Brilliant! RIM's name is now BlackBerry

Maybe one head really is better than two. Today during the BlackBerry World keynote, Research in Motion CEO Thorsten Heins made a startling, and quite unexpected, announcement. There's a new name, adopted from the flagship product -- BlackBerry.

Heins replaced co-CEOs Mike Lazaridis and Jim Balsillie a year-ago this month, promising to aright the badly listing RIM. Today, BlackBerry 10 operating system and new devices officially launch, as Heins seeks to deliver on the promise. Apparently, the name change is part of that.

BlackBerry makes much more sense than RIM, for many reasons, brand awareness being high among them. Then there is what BlackBerry represents: Many people identify the name with RIM, and the product line is the company's future -- or failure -- particularly products rolling out today. As a writer, there are headlines I wish to have written.

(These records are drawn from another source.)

PR #8261, opened 2020-02-10
Update Mozilla Android Components to 32.0.0-SNAPSHOT.

pocmo:


pocmo:
🤔

I'll try to reproduce locally.

pocmo:
Updated the two parts in the code to use `viewLifecycleOwner`. Not sure why this comes up now though.

pocmo:
Alright, passes now. Using the view lifecycle is definitely the right call for the livedata observers. Landing.

PR #8265, opened 2020-02-10
Import l10n.

Pike:
superceding #8185 to trigger automation.

CC @flod, @JohanLorenzo, @Callek, @tomprince  .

CNN Money's "Inside BlackBerry's last stand" is dead on appropriate.

BlackBerry has fallen hard. In fourth quarter 2009, the device (and now company) commanded 19.6 percent smartphone market share, putting it ahead of Apple (16 percent) and behind category leader Nokia (38.2 percent), according to IDC. Three years later, BlackBerry didn't even make the top 5, with Apple in second place. Nokia didn't place among the leaders, either. Oh, have times changed in so short a time.

Times are as bleak as the weather in Waterloo, Ontario, Canada. Today really marks BlackBerry's last stand.

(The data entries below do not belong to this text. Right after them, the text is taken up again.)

PR #8294, opened 2020-02-11
No Issue: Create a post-visual completeness executor

emalysz:
Create an object that will execute its enqueued, paused tasks
when Fenix is visually complete.

### Pull Request checklist

### After merge

1. click on Show All Checks,

### DIFF
--- a/app/src/main/java/org/mozilla/fenix/HomeActivity.kt
+++ b/app/src/main/java/org/mozilla/fenix/HomeActivity.kt
@@ -14,12 +14,14 @@ import androidx.annotation.IdRes
 import androidx.annotation.VisibleForTesting
 import androidx.annotation.VisibleForTesting.PROTECTED
 import androidx.appcompat.widget.Toolbar
+import androidx.core.view.doOnPreDraw
 import androidx.lifecycle.lifecycleScope
 import androidx.navigation.NavDestination
 import androidx.navigation.NavDirections
 import androidx.navigation.fragment.NavHostFragment
 import androidx.navigation.ui.AppBarConfiguration
 import androidx.navigation.ui.NavigationUI
+import kotlinx.android.synthetic.main.activity_home.*
 import kotlinx.coroutines.launch
 import mozilla.components.browser.search.SearchEngine
 import mozilla.components.browser.session.Session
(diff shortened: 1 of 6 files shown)


app/src/main/java/org/mozilla/fenix/utils/OnVisualCompletenessExecutionQueue.kt
```diff
@@ -0,0 +1,81 @@
...
+/**
+ * A queue of paused `Job`s whose execution is resumed when Fenix is visually complete.
+ *
+ * This queue contains paused `Job`s. Each Job in the queue will be restarted once Fenix
+ * is visually complete (as long as it has not be cancelled since it was added to the queue).
+ * Each Job will execute on the thread on which it was originally scheduled.
+ *
+ * This is threadsafe.
+ */
+object OnVisualCompletenessExecutionQueue {
```
mcomella: I spoke to you on Slack but I think this is more complex than we need: I think we really only need to hard-code methods to call like:
```kotlin
fun onVisualCompleteness() {
    GleanMetricsService.start()
    LeanplumMetricsService.start()
    // ...
}
```

I'm concerned about adding something more complicated than we need because it's harder to maintain, harder to make changes to, and more likely to be hiding bugs.

app/src/main/java/org/mozilla/fenix/HomeActivity.kt
```diff
@@ -110,6 +114,12 @@ open class HomeActivity : LocaleAwareAppCompatActivity() {
                 ?.also { components.analytics.metrics.track(Event.OpenedApp(it)) }
         }
         supportActionBar?.hide()
+
+        // Just before the root container is drawn for the first time, consider Fenix to be visually
+        // complete.
+        rootContainer.doOnPreDraw {
+            this.asContext.application.onApplicationVisuallyComplete()
```
mcomella: There are two issues with the current implementation:
- this is not visual completeness: we're attaching a pre-draw listener in `HomeActivity.onCreate`, before any other frames are drawn, so the first onPreDraw call will be for the first frame drawn
- If we don't launch `HomeActivity` (e.g. the framework has removed us from memory and we reopen the app on the Settings screen), our visually complete jobs will never run. We need to be resilient to the app being opened from any entry point

fwiw, solving these problems is the real challenge of this issue.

From a marketing perspective, the company has more than a new name and platform. U.S. President Barack Obama is still BlackBerry-in-Chief. Leader of the free world is by far the most-prominent BlackBerry user. Nine days ago, I asked you if Obama should keep his device. The majority of respondents, 35 percent, answered: "He should upgrade to BlackBerry 10".

Now there's someone Heins really should want on the platform as soon as possible.